The New Jim Crow offers an unflinching look at the US addiction to imprisonment and comes up with a startling diagnosis: American corporate greed, political opportunism and the exploitation of age-old hatred and fears have congealed to created a monstrous explosion in the world’s largest prison industrial complex. Further, the author, Michelle Alexander, a law professor at Ohio State University’s Moritz College of Law, digs deep into US history, and deeper still into US criminal law and practice, to conclude that the barbarous system of repression and control known commonly as Jim Crow had a rebirth in this era.
That’s why she calls it The New Jim Crow.
This system of legal discrimination came into being much as the first one did. After the rout of the South in the Civil War, millions of newly-freed Africans exercised their new rights under Reconstruction. Black men became senators and legislators across the South.

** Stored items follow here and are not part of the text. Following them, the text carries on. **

Issue #668, opened 2023-07-18
Grab data from `InputManager` by property type


Isgotkowitz:
The way the Crop and Soil module is designed allows users to specify multiple fields to be simulated for a single simulation. This necessitates users being able to specify configurations for multiple different fields, and by extension the `InputManager` will need to be able to provide multiple field specifications to the Crop and Soil module.

**Proposed Solution**
When requesting data from the `InputManager`, there would be a method for doing so where the calling module only specifies the property of data that it wants, and the `InputManager` will return a list of data with all the data sets that meet the given property (it might be 0, 1, or many).

**Alternatives**
An alternative for storing the configurations of multiple fields would be to store all of them in only one file. The benefits are that there would only ever be one field blob in the metadata (making it simpler to retrieve the data from the `InputManager`), the downside is the the property section for this blob would be much more complicated (an array of objects) and thorough validation of it may not be feasible for V1.

**Additional context**
- If someone takes this issue but is not totally sure exactly how the feature should work, please reach out to Ed.
- There may need to be a similar feature implemented but instead of getting data by blob property, it is retrieved by specifying a file path. But that bridge should be crossed after the design for the field specification files has been more flushed out. (And again, if there is any clarification needed on this point do not hesitate to reach out to Ed!)

Isgotkowitz:
Update: after talking with Pooya, it seems that a feature will be implemented that allows modules to grab information from the *metadata* itself, and if implemented then the feature described in this issue will not be needed.

Edit: this feature is contained in #711

Issue #711, opened 2023-08-02
Create get_metadata function


ew3361zh:
This issue is to create a new funciton in the IM class called get_metadata() which will allow other parts of the RuFaS system to call and request metadata from IM. It will be very similar in structure to the IM get_data() function.

ew3361zh:
Addressed in #712.

PR #712, opened 2023-08-02
Input Manager Get Metadata Function

ew3361zh:
This PR addresses issue #711 by creating a new IM function, `get_metadata()` which allows the user to request data from the IM metadata dictionary.

This function looks in the metadata dictionary and returns the requested metadata to the user or raises a KeyError if the key is not found.

Unit testing and docstrings have been updated.


RUFAS/input_manager.py
```diff
@@ -446,3 +465,68 @@ def get_data(self, data_address: str) -> Any:
...
+        >>> input_manager = InputManager()
+
+        This will return the 'type' for albedo in the soil_profile_properties section of the metadata's properties:
+        >>> input_manager.get_metadata('properties.soil_profile_properties.albedo.type')
+        "number"
+
+        If a broader spectrum of the metadata is needed, the user can expand the query to get_metadata
+        by shortening the metadata_address. This will return the full 'albedo' object containing its type,
+        description, minimum, maximum, and default:
+        >>> input_manager.get_metadata('properties.soil_profile_properties.albedo')
```
Isgotkowitz: Will it be possible to call `input_manager.get_metadata('files')` and get access to all the data that is contained in all blobs? Based on this description I think it will be, but I want to double check because if so #668 can be closed with this PR

Isgotkowitz (approved):
Looks good Niko, only comment is a question specifying `get_metadata()`s capabilities which will determine if an extra issue can be closed by this PR

RUFAS/input_manager.py
ew3361zh: The way it's set up, entire sections of the IM's metadata would indeed be able to be retrieved at that level (so sending just 'files' or 'properties' as the `metadata_address` argument for this function would return those entire sections to the requester).

ew3361zh: Just added a test case where the metadata_address request is just 'properties' and it successfully returns the whole object.

Isgotkowitz: Awesome, I will add a comment noting this closes #668 then

Isgotkowitz:
Closes #668

RUFAS/input_manager.py
```diff
@@ -421,9 +421,28 @@ def get_data(self, data_address: str) -> Any:
...
         Examples
         -------
+        The user can request as broad or narrow a selection of the input data pool as is needed.
+
+        Input Manager must first be instantiated:
         >>> input_manager = InputManager()
-        >>> input_manager.get_data('animal.herd.calf_num')
-        This will return the value of `calf_num` of the `herd` section in the `animal` module.
+
+        This will return the value of `calf_num` of the `herd_information` section in the `animal` module:
```
PooyaHekmati: the keyword `module` is misleading. Let's use blob or section or something like that.

RUFAS/input_manager.py
```diff
@@ -421,9 +421,28 @@ def get_data(self, data_address: str) -> Any:
...
+        >>> input_manager.get_data('animal.herd_information.calf_num')
+        8
```
PooyaHekmati, line 432: 8?

RUFAS/input_manager.py
```diff
@@ -421,9 +421,28 @@ def get_data(self, data_address: str) -> Any:
...
+
+        If a broader spectrum of data is needed, the user can expand the query to get_data
```
PooyaHekmati: I don't think `spectrum` is a good word here. Range or domain are probably better.

RUFAS/input_manager.py
```diff
@@ -446,3 +465,68 @@ def get_data(self, data_address: str) -> Any:
...
+        The user can request as broad or narrow a selection of the metadata as is needed.
+
+        Input Manager must first be instantiated:
+        >>> input_manager = InputManager()
+
+        This will return the 'type' for albedo in the soil_profile_properties section of the metadata's properties:
+        >>> input_manager.get_metadata('properties.soil_profile_properties.albedo.type')
+        "number"
+
+        If a broader spectrum of the metadata is needed, the user can expand the query to get_metadata
```
PooyaHekmati: same as above

PooyaHekmati (approved):
Please address comments before mering.

RUFAS/input_manager.py
ew3361zh: Changed to blob.

RUFAS/input_manager.py
ew3361zh: 8 is the default number for calf_num so running `input_manager.get_data('animal.herd_information.calf_num')` would return 8 in this example case. I can make that clearer in the notes.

But this period was short-lived, and as soon as possible states passed harsh laws known as Black Codes, which denied rights and criminalized behavior by Blacks, and exposed them to the repression of southern prisons where convicts were leased out to labor for others. It was the rebirth of slavery by other means.
This present era began at the height of the US civil rights movement, when millions of Blacks fought for their rights denied for more than a century.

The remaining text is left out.